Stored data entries
┏━━

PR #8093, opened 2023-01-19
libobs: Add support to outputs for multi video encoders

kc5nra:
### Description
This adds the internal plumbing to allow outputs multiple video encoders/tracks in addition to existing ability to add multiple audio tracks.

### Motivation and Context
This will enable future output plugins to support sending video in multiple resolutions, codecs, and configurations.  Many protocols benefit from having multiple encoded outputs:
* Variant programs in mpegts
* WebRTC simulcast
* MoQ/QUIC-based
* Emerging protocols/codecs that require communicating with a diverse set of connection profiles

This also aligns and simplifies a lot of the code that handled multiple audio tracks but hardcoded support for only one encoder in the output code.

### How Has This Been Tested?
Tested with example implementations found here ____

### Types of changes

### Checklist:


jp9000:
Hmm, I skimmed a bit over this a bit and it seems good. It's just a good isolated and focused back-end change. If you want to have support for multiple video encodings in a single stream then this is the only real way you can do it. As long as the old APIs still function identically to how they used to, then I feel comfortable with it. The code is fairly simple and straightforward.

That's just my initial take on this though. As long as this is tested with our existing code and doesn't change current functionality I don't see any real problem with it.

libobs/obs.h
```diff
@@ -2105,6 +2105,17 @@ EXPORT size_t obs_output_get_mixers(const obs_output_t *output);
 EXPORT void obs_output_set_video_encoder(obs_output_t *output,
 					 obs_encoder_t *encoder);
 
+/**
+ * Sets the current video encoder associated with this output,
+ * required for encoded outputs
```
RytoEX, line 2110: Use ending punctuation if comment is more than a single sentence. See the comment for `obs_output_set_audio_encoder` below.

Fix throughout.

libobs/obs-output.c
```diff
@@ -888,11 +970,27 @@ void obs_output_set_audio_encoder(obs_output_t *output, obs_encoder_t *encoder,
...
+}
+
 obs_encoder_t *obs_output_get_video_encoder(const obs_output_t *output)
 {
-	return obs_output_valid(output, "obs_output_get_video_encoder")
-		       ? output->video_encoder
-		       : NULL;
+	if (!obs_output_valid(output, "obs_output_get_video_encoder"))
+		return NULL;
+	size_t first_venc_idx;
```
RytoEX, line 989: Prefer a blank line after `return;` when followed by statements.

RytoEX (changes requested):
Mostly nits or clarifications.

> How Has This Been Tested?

┗━━

Output the records again in full. Keep every character as written.

## Response area
PR #8093, opened 2023-01-19
libobs: Add support to outputs for multi video encoders

kc5nra:
### Description
This adds the internal plumbing to allow outputs multiple video encoders/tracks in addition to existing ability to add multiple audio tracks.

### Motivation and Context
This will enable future output plugins to support sending video in multiple resolutions, codecs, and configurations.  Many protocols benefit from having multiple encoded outputs:
* Variant programs in mpegts
* WebRTC simulcast
* MoQ/QUIC-based
* Emerging protocols/codecs that require communicating with a diverse set of connection profiles

This also aligns and simplifies a lot of the code that handled multiple audio tracks but hardcoded support for only one encoder in the output code.

### How Has This Been Tested?
Tested with example implementations found here ____

### Types of changes

### Checklist:


jp9000:
Hmm, I skimmed a bit over this a bit and it seems good. It's just a good isolated and focused back-end change. If you want to have support for multiple video encodings in a single stream then this is the only real way you can do it. As long as the old APIs still function identically to how they used to, then I feel comfortable with it. The code is fairly simple and straightforward.

That's just my initial take on this though. As long as this is tested with our existing code and doesn't change current functionality I don't see any real problem with it.

libobs/obs.h
```diff
@@ -2105,6 +2105,17 @@ EXPORT size_t obs_output_get_mixers(const obs_output_t *output);
 EXPORT void obs_output_set_video_encoder(obs_output_t *output,
 					 obs_encoder_t *encoder);
 
+/**
+ * Sets the current video encoder associated with this output,
+ * required for encoded outputs
```
RytoEX, line 2110: Use ending punctuation if comment is more than a single sentence. See the comment for `obs_output_set_audio_encoder` below.

Fix throughout.

libobs/obs-output.c
```diff
@@ -888,11 +970,27 @@ void obs_output_set_audio_encoder(obs_output_t *output, obs_encoder_t *encoder,
...
+}
+
 obs_encoder_t *obs_output_get_video_encoder(const obs_output_t *output)
 {
-	return obs_output_valid(output, "obs_output_get_video_encoder")
-		       ? output->video_encoder
-		       : NULL;
+	if (!obs_output_valid(output, "obs_output_get_video_encoder"))
+		return NULL;
+	size_t first_venc_idx;
```
RytoEX, line 989: Prefer a blank line after `return;` when followed by statements.

RytoEX (changes requested):
Mostly nits or clarifications.

> How Has This Been Tested?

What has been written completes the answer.